Heck, who’s to say that Kairoz was right when he told Garrosh that the world he found was just naturally slightly different? Perhaps the Nathrezim engineered it, using the Infinites to make sure there would be no Garrosh, that Rulkan didn’t die so Gul’dan was never accepted as a Shaman. Perhaps it was all to ensure Kairoz would find his perfect world — and in so doing doom ours.
How to kill that which kills gods
Garrosh killing Kairoz may have been their design or simply a fortuitous accident. Either way they had what they needed: a strongly divergent timeway with the proper cast of characters and the right circumstances to bypass Ner’zhul and go straight to the best lackey the Legion ever had. They could essentially impart their knowledge of the possible future to themselves via the timeway, which was decades in their own past since the Legion transcends all realities. It was simplicity itself.
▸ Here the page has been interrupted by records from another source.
PR #549, opened 2025-10-27
Final step in fixing 426

### LINKED ISSUE #426: Switch to Aragog fork
I was discussing with Dan recently whether we should switch our Aragog developments to a fork hosted on github.com/orgs/FormingWorlds/. Since we are at the moment the only group developing these, this would give us more control over the development. We should discuss this in the weekly meeting.

HannoSpreeuw:
## Description
A [PyPi entry called `fwl-aragog`](https://pypi.org/project/fwl-aragog/) has been created for our [Aragog fork](https://github.com/FormingWorlds/aragog).

This seems to work in the sense that `python -c "import aragog"` works after a `pip install fwl-aragog`.
We need to see if CI tests pass.

PROTEUS' `pyroject.toml` now makes use of this PyPI entry.
This means that `proteus install-all` and `proteus update-all` will `pip install fwl-aragog`.

The documentation wrt the developer install has been updated to use the fork.
A `grep` on the `docs` folder did not yield any more hits wrt moving from `Explanetology` to `FormingWorlds`, but I may have missed something.

Closes #426 

Publishing to PyPI of the [latest Aragog fork release](https://github.com/FormingWorlds/aragog/releases/tag/25.10.27) does [not seem to work yet](https://github.com/FormingWorlds/PROTEUS/issues/426#issuecomment-3450771092).

Probably related: what should happen with the [`pyproject.toml` that I used](https://github.com/FormingWorlds/PROTEUS/issues/426#issuecomment-3442332070) to create our [PyPi entry](https://pypi.org/project/fwl-aragog/) since it differs from the [current `pyproject.toml`](https://github.com/FormingWorlds/aragog/blob/56687e7d8ee0f504a5489a590b741dc0600eb4c6/pyproject.toml) and it should, as far as I can tell, since it serves a difference purpose, namely building the tar and wheel files.

### DIFF
--- a/pyproject.toml
+++ b/pyproject.toml
@@ -49,7 +49,7 @@ dependencies = [
     "fwl-mors>=25.07.15",
     "fwl-calliope>=25.05.01",
     "fwl-zephyrus>=25.03.11",
-    "fwl-aragog>=v0.2.8-alpha",
+    "fwl-aragog>=25.10.27",
     "fwl-zalmoxis>=25.09.07",
     "cmcrameri",
     "juliacall",


HannoSpreeuw:
@nichollsh Right, so in the [new pyproject.toml](https://github.com/FormingWorlds/PROTEUS/blob/b339b46de7a1dcbc46b0ad206f4f4e24f31f89a2/pyproject.toml) all poetry sections have been removed, afaict. 

Quite different from the [pyproject.toml in current main](https://github.com/FormingWorlds/aragog/blob/e997f003395126b4fb882f6966d956aa3a3cc5f4/pyproject.toml#L1).

nichollsh:
Yes, this comparison by @HannoSpreeuw is between the two repos - which have always had substantially different methods for building and packaging the projects. I did not make large changes to either of the `pyproject.toml` files.

Shall we merge this?

HannoSpreeuw:
> Isn't that PROTEUS vs. aragog, or am I missing something?

O man, sorry for the confusion. 

I guess I thought you'd be needing something like [this pyproject.toml for Aragog](https://github.com/FormingWorlds/PROTEUS/issues/426#issuecomment-3442332070) to generate the wheel and tar files, but apparently you don't.

PR #552, opened 2025-10-30
SPIDER config options: flux terms, smoothing width

### LINKED ISSUE #542: Option for dynamically turning-off the energy transport mechanisms via SPIDER wrapper
The wrapper around SPIDER inside PROTEUS (`spider.py`) contains hard-coded flags which always enable the full set of energy transport flux terms. However, when using Aragog is possible to turn these on/off via the PROTEUS configuration file.

It would be very useful to be able to turn off the energy flux terms in SPIDER, as required by the user. For benchmarking against Aragog, for testing the physics, and for comparison with fully-convective boundary layer models of interior dynamics.

Doing this will be straightforward, and only require modifications in PROTEUS: to `spider.py` and the config parser functionality to add these new keys.

@rdc49

nichollsh:
## Description
This PR adds TOML keys for configuring SPIDER, removing hard-coded behaviour of some parameters. It's now possible to enable/disable the different flux terms in SPIDER via the PROTEUS TOML files. It's now also possible to configure the window-width for smoothing material properties.

Unfortunately cannot add tests for this, because SPIDER is not handled by the GitHub workflow.

Closes #542. 

## Validation of changes
I ran the L9859d and GJ9827d cases for several iterations, and verified that they behaves the same as they did previously.

Using Habrok, Linux 4.18, Python 3.12, Julia 1.11

## Checklist

- [x] I have followed the [contributing guidelines](https://fwl-proteus.readthedocs.io/en/latest/CONTRIBUTING.html#how-do-i-contribute)

## Relevant people
Related to @rdc49's ongoing project.

### DIFF
--- a/src/proteus/config/_interior.py
+++ b/src/proteus/config/_interior.py
@@ -14,7 +14,7 @@ def valid_spider(instance, attribute, value):
 
     # at least one energy term enabled
     spider = instance.spider
-    if not (spider.conduction or spider.convection or spider.mixing or spider.gravitation_separation):
+    if not (spider.conduction or spider.convection or spider.mixing or spider.gravitational_separation):
         raise ValueError("Must enable at least one energy transport term in SPIDER")
 
 def valid_path(instance, attribute, value):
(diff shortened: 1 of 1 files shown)


planetmariana (approved):
Thanks a lot @nichollsh ! now we can have both aragog and spider with the same input parameters !

nichollsh:
Thank you both!

PR #562, opened 2025-11-17
Full physical integration of PROTEUS on CI

### LINKED ISSUE #437: Full physical integration of PROTEUS on CI
We have been talking about this for a while. We should implement one full physical integration of standard PROTEUS settings on the CI. This should not be coupled to PRs, as it will run too long, but it will be critically important for monitoring the long-term health of the codebase. In addition, it should be coupled to a routine that produce a flame graph as an output, so we can routinely analyse the performance bottlenecks of the code.

HannoSpreeuw:
Fixes #437 

1) Launches proteus with "all_options.toml" configuration 
2) Uploads its plots to "output/full_physical/plot"


HannoSpreeuw:
> Does this happen only when running `./tools/get_lovepy.sh` after doing `proteus install-all`? On the GitHub workflow, lovepy is installed _before_ PROTEUS. It could be that installing PROTEUS does something to the Julia environment that causes this problem.

Interesting question. So I changed the order:

1. pip install -e .
2. ./tools/get_lovepy.sh
3. proteus install-all

but the error persists.
But perhaps I should start off with ` ./tools/get_lovepy.sh`.

PR #596, opened 2026-01-26
VULCAN online chemical kinetics calculations

ipanagiotou02:
## Description
(This is a draft PR; copied comment from Issue #6)
In the branch `ip_vulcan`, the online calculation has been implemented such that it calls VULCAN at every loop (as of now). It creates a `vulcan.csv` file at every snapshot corresponding to the `.nc` file of the same time. For example, if the file `66097_atm.nc` is created in the data directory, `vulcan_66097.csv` is created in the offchem directory. This is still a post-processing approach, but it occurs at every snapshot instead of just at the end.

From my project, I knew that a simulation with `orbit.semimajoraxis = 0.0316` and `outgas.fO2_shift_IW = -4.0` converges relatively quickly (required 29 minutes), so I used it as an initial test. The results are shown below:

fc_vs_vulcan_vmr_fo2-4_1000inst

A few issues/remarks to make are the following:

- Time: VULCAN's runtime can range from 10 minutes to more than 1 hour, depending on the number of steps it needs to converge. In most cases, convergence is difficult to achieve, and it takes all 30,000 steps to run. This adds a lot of time for a simulation run (the above case went from 29 minutes to 5.29 hours).

- Memory: due to the above, VULCAN greatly increases the size of the proteus_00.log file (from 650 KB to 22 MB). Additionally, each additional .csv file adds 650 KB, and each additional .pkl file adds 5 MB. The example simulation produced 29 of these files times 2 for each, increasing the total simulation memory by 160 MB. For the all_options case, a run with 6 GB allowed the simulation to run for 63 loops and produce 57 vulcan.csv files/snapshots, but without converging. Here is the result up to the point it ran:

fc_vs_vulcan_vmr_all_options

Any feedback that you have is appreciated!

## Checklist

## Relevant people
@timlichtenberg @nichollsh @shami-EEG


nichollsh (changes requested):
The tests are failing because the `run_chemistry` function is returning `None` rather than the Pandas DataFrame of mixing ratios. See comment below about avoiding test regression for offline chemistry, and adding new test for online chemistry.

Also the code style check is failing, just because of some whitespace discrepancies. Also should be easy to fix.

Are the offline/online/manual chemistry 'modes' described in the documentation anywhere? The docs should also briefly explain these differences and their reasons for other users.

In principle these changes look good. Should be easy to fix, and would then be ready to be merged into main :)

timlichtenberg:
@nichollsh I think this should be merged. Can you please go through this qualitatively once and check for any major issues? If there are none we should merge it. As far as I understand this now covers fastchem3 inside AGNI and will still have the inconsistency with the fastchem2 in VULCAN, but technically it enables coupled disequilibrium chemistry runs, which is a good step.

PR #647, opened 2026-02-23
fix(doctor): use semantic versioning for update checks

### LINKED ISSUE #646: Proteus doctor command suggests downgrade
## Problem description
The `proteus doctor` command is meant to help a user diagnose their proteus installation, check which modules need updating, and confirm environment variables are set.

However, it seems to suggest an "update is available" by prompting a version downgrade. Also, it does not check for  the `FC_DIR`, `ZALMOXIS_ROOT`, or `LA_DIR` environment variables.

## Expected behavior
* Respect ascending order of version numbering by only suggesting upgrades to later versions. I think this is because the code files express more recent version numbers than the GitHub releases.
* Check missing environment variables
* Would also be good if it printed Python, Julia (etc.) versions, since we have specific requirements on these
* Could also check the SOCRATES, SPIDER, and FastChem versions.

## Evidence
```
$ proteus doctor
Packages
aragog: No package metadata was found for aragog
fwl-calliope: ok
fwl-janus: ok
fwl-proteus: Update available 25.11.19 -> 25.10.15
fwl-mors: ok
fwl-zephyrus: Update available 25.10.28 -> 25.3.11
fwl-zalmoxis: ok
AGNI: Update available 1.8.6 -> 1.8.1

Environment variables
FWL_DATA: ok
RAD_DIR: ok
```

## My computer
Fedora 43, Python 3.12, Julia 1.11

## Relevant people
@timlichtenberg @stuitje @egpbos

DebuggingMax:
## Summary
Fixes #646 - The doctor command was incorrectly suggesting 'upgrades' that were actually downgrades (e.g., 25.11.19 -> 25.10.15).

## Changes
- **Fixed version comparison**: Use `packaging.version.Version` for proper semantic version comparison instead of simple string inequality
- **Added environment variable checks**: FC_DIR, ZALMOXIS_ROOT, LA_DIR now included in the doctor output
- **Added runtime version display**: Python and Julia versions are now shown in a new 'Runtime versions' section
- **Added unit tests**: New tests for version comparison logic to prevent regression

## Technical Details
The bug occurred because the original code used `current_version != latest_version` which doesn't understand semantic versioning. For example, `25.11.19` would be considered 'different' from `25.10.15`, triggering an update suggestion even though `25.11.19` is actually newer.

The fix uses `packaging.version.Version` to properly compare versions, only suggesting updates when `current_ver < latest_ver`.

## Testing
- Added unit tests in `tests/test_doctor.py` specifically for version comparison
- Updated existing CLI tests in `tests/test_cli.py` to verify new output sections

### DIFF
--- a/src/proteus/doctor.py
+++ b/src/proteus/doctor.py
@@ -2,6 +2,9 @@ from __future__ import annotations
 
 import importlib.metadata
 import os
+import platform
+import shutil
+import subprocess
 from functools import partial
 from importlib.metadata import PackageNotFoundError
 from typing import Callable
@@ -9,6 +12,7 @@ from typing import Callable
 import click
 import requests
 from attr import dataclass
+from packaging.version import Version, InvalidVersion
 
 from proteus.utils.coupler import _get_agni_version, get_proteus_directories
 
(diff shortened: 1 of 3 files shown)


timlichtenberg:
No bot PRs please, thanks.

PR #185, opened 2018-02-08
Remove unnecessary mut.

datMaffin:
A seemingly unnecessary `mut`.


crumblingstatue:
This does indeed look like an unnecessary `mut`, thanks!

So all of it — Hellscream’s trial, his escape, his establishment of the Iron Horde, bringing the Alliance and Horde to Draenor, Hellscream’s death, Gul’dan’s rise to rule the Iron Horde — all of it was simply a means to gain Gul’dan’s aid. The Nathrezim wanted to put him on Azeroth to allow the Legion to invade via the Tomb of Sargeras in hopes that the Old Gods could finally free themselves and kill Sargeras. It would give the Legion everything it wanted and hope it choked on it, orchestrated by the universe’s perfect traitors.
Or maybe not. We’re just speculating, after all.
But remember, Azeroth is the home of the Final Titan, prophesied to be more powerful than the entire Pantheon put together. It’s the world where the spirits of the other members of the Pantheon rest in the bodies of the Keepers. And it’s the world that has twice balked the Legion. Fighting here has never gone well for them. If you want to kill Sargeras, this is probably the best place to do it.